Mona B. Livholts, Professor of Social Work, Helsinki University, Finland

 “Despite the celebration of globalization as presumable borderlessness, the post-Westphalian and post-Potsdam world order remains a highly striated space divided into the increasingly impervious cells of nation-states. In this world statelessness means a political and ontological non-being, whereas having a formal citizenship cannot guarantee a real belonging to a nation/humanity. And even if the state cannot be democratized or decolonized and itsvery political form is downright outdated, the survival and well-being of people are still determined by their relative belonging to a nation-state which even in the most multicultural countries still continues to be defined by blood and by birth. Barzoo Eliassi`s theoretically grounded and empirically rich study lets us feel what it means to be stateless in a contemporary world, what dreams, memories, fears, aspirations and hopes haunt people exiled from or made unwelcome guests in their own ‘home’. Crucially, Eliassi achieves this effect not via abstract speculations but through an intense dialogue with many actual voices and opinions of Kurds and Palestinians living in the West. The outcome of this chorus of tragic human experiences and amazing resilience that the book forcefully presents, is a strongest argument against dehumanization of stateless people and their systematic defuturing.”
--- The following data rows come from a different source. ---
PR #351, opened 2023-11-13
feat: migrating localnet to latest indexer v3.x images

aorumbayev:
## Proposed Changes

  - Adds support and migrates to -> official indexer v3 image (latest tag as of today)
  - Adds required dependency on conduit which forces using extra algod follower container that does slow down execution of certain operations as well as boot up and shut down time of compose environment

### Related improvements

- Adding pytest-xdist to speed up test execution

### DIFF
--- a/.github/workflows/build-python.yaml
+++ b/.github/workflows/build-python.yaml
@@ -31,7 +31,7 @@ jobs:
         shell: bash
         run: |
           set -o pipefail
-          poetry run pytest --junitxml=pytest-junit.xml --cov-report=term-missing:skip-covered --cov=src | tee pytest-coverage.txt
+          poetry run pytest -n auto --junitxml=pytest-junit.xml --cov-report=term-missing:skip-covered --cov=src | tee pytest-coverage.txt
 
       - name: pytest coverage comment - using Python 3.10 on ubuntu-latest
         if: matrix.python == '3.10' && matrix.os == 'ubuntu-latest'
--- a/poetry.lock
+++ b/poetry.lock
@@ -897,6 +897,20 @@ files = [
 test = ["pytest (>=6)"]
 
 [[package]]
+name = "execnet"
+version = "2.0.2"
+description = "execnet: rapid multi-Python deployment"
+optional = false
+python-versions = ">=3.7"
+files = [
+    {file = "execnet-2.0.2-py3-none-any.whl", hash = "sha256:88256416ae766bc9e8895c76a87928c0012183da3cc4fc18016e6f050e025f41"},
+    {file = "execnet-2.0.2.tar.gz", hash = "sha256:cc59bc4423742fd71ad227122eb0dd44db51efb3dc4095b45ac9a08c770096af"},
+]
+
+[package.extras]
+testing = ["hatch", "pre-commit", "pytest", "tox"]
+
+[[package]]
 name = "filelock"
 version = "3.12.2"
 description = "A platform independent file lock."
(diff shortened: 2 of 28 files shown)


aorumbayev:
@winder a few further questions to clarify if possible (cc @robdmoore @neilcampbell )

I was able to execute the algod container with 2 networks (relay participation and one follower nodes). It wasn't clear that network configurations are passed differently that config.json which is why i was confused initially. If you execute the compose on the contents of the attached archive you will see that it seems to be working fine. Conduit is able to chat with 8081 port on algod (which is the port for the follower, while relay is at 8080). There is a slight millisecond delay that still happens with this setup where fresh deployment of an app takes certain amount of time before it pops up on indexer search application by account endpoint response -> **will require adding some tweaks to our fixtures on utils ts and py** (cc @neilcampbell @robdmoore ) 

1. The configuration attached is generated from the compose file [here](https://github.com/algorandfoundation/algokit-cli/blob/4dc473e02a049b615410f756a4ead37acdc27c87/src/algokit/core/sandbox.py#L354) - for the sake of simplicity for yourself to check it out. Despite setup working as expected (conduit being able to chat with second node within single algod container and it running with DEV_MODE env var), i am seeing the following error logs reported by follower:
```
2023-11-15 00:35:48 {"Context":"sync","file":"service.go","function":"github.com/algorand/go-algorand/catchup.(*Service).fetchAndWrite","level":"info","line":312,"msg":"fetchAndWrite(14): Aborted while waiting for lookback block to ledger after failing once : wsFetcherClient(127.0.0.1:44360).requestBlock(14): Request failed: requested block is not available","name":"0.0.0.0:10000","time":"2023-11-14T23:35:48.635482Z"}
```
Which i assume implies that follower node is unable to fetch the data from relay on port 10000 ? The port 10000 is set as a `GOSSIP_PORT` which i set similarly to your gist at https://gist.github.com/winder/8e167d94817370c8ed2e8579432f9003. Removing this value completely fails on `algokit_algod              | Error starting deployed network: open /algod/data/algod-listen.net: no such file or directory`. What can be root cause for these errors or its just a warning that can be ignored in localnet scenarios (assuming that it seemingly doesn't affect anything)?

2. Do i need to specify `GENESIS_ADDRESS` and `PEER_ADDRESS` env vars on an algod container if both follower and relay are running in a single container? In the gist setup sample https://gist.github.com/winder/8e167d94817370c8ed2e8579432f9003 those are passed explicitly to the follower container but i am unsure whether i need to set them or not in the case of having follower inside first container. Perhaps this is also somehow causing the errors from question 1?
[Archive.zip](https://github.com/algorandfoundation/algokit-cli/files/13358320/Archive.zip)


If you need any extra context/input please let me know.

winder:
What behavior do you see that is undesirable?

The log you shared is an info level event, so not an error.

aorumbayev:
@winder aside from compose working the only side effect observed was on our algokit utils unit tests in few places where we get to test app update calls we perform 2 consecutive deploys of a contract. In the case with current v2 indexer, changes are propagated almost instantly so its possible to perform `lookup_account_application_by_creator` right after app is created (expecting that it will find a freshly minted app id). In case of running against this compose there is still a slight millisecond delay. But i assume its expected behaviour given that there are is an extra hop for data with extra follower and conduit as middleware. If you can confirm whether its reasonable to expect very short delays for data to propagate from algod to indexer in such localnet scenarios, even when follower node is within the same container then all good. 

Other than that would still appreciate a reply for question 2. Just want to ensure i'm not passing any unnecessary environment variables or configurations that can cause unforeseen side effects. 

After that will publish the pr and we will do more extensive smoke tests + will require changes in unit tests to account for increased delays on certain tests (that were previously not accounting for the fact that it may take extra time for indexer to sync with changes from algod). CC @robdmoore @neilcampbell

robdmoore (approved):

neilcampbell (approved):

robdmoore (approved):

Madina Tlostanova, Professor of Postcolonial Feminisms at Linköping University, Sweden

“Written with rare verve that is as historical as it is theoretical, Barzoo Eliassi’s book performs, embodies and thinks through the agony and the abjection of stateless-ness and stateless bodies from a perspective that is resolutely and non fungibly local and yet enables deep trans-local insights and conversations about the enforced condition of political alterity. Without ever losing focus on the specific plight of the Kurds and the Palestinians, Eliassi mounts a broad based migrant, diasporic, and ‘post-humanist’ critique of settler and racist regimes whose violence has been laundered and valorized as the hegemony of the western nation state. I applaud Barzoo Eliassi for his unwavering scholarship of rigorous resistance and search for alternatives.”

R. Radhakrishnan, Distinguished Professor of English and Comparative Literature, University of California, USA

Authors and Affiliations

  • Department of Social Work, Linnaeus University, Kalmar, Sweden

    Barzoo Eliassi

About the author

Barzoo Eliassi is an Associate Professor at the Department of Social Work at Linnaeus University, Sweden. He has held previous positions as a Researcher at the Center for Middle Eastern Studies at Lund University, Sweden, and at the International Migration Institute at Oxford University, UK. He is also the author of Contesting Kurdish Identities in Sweden: Quest for Belonging among Middle Eastern Youth (2013).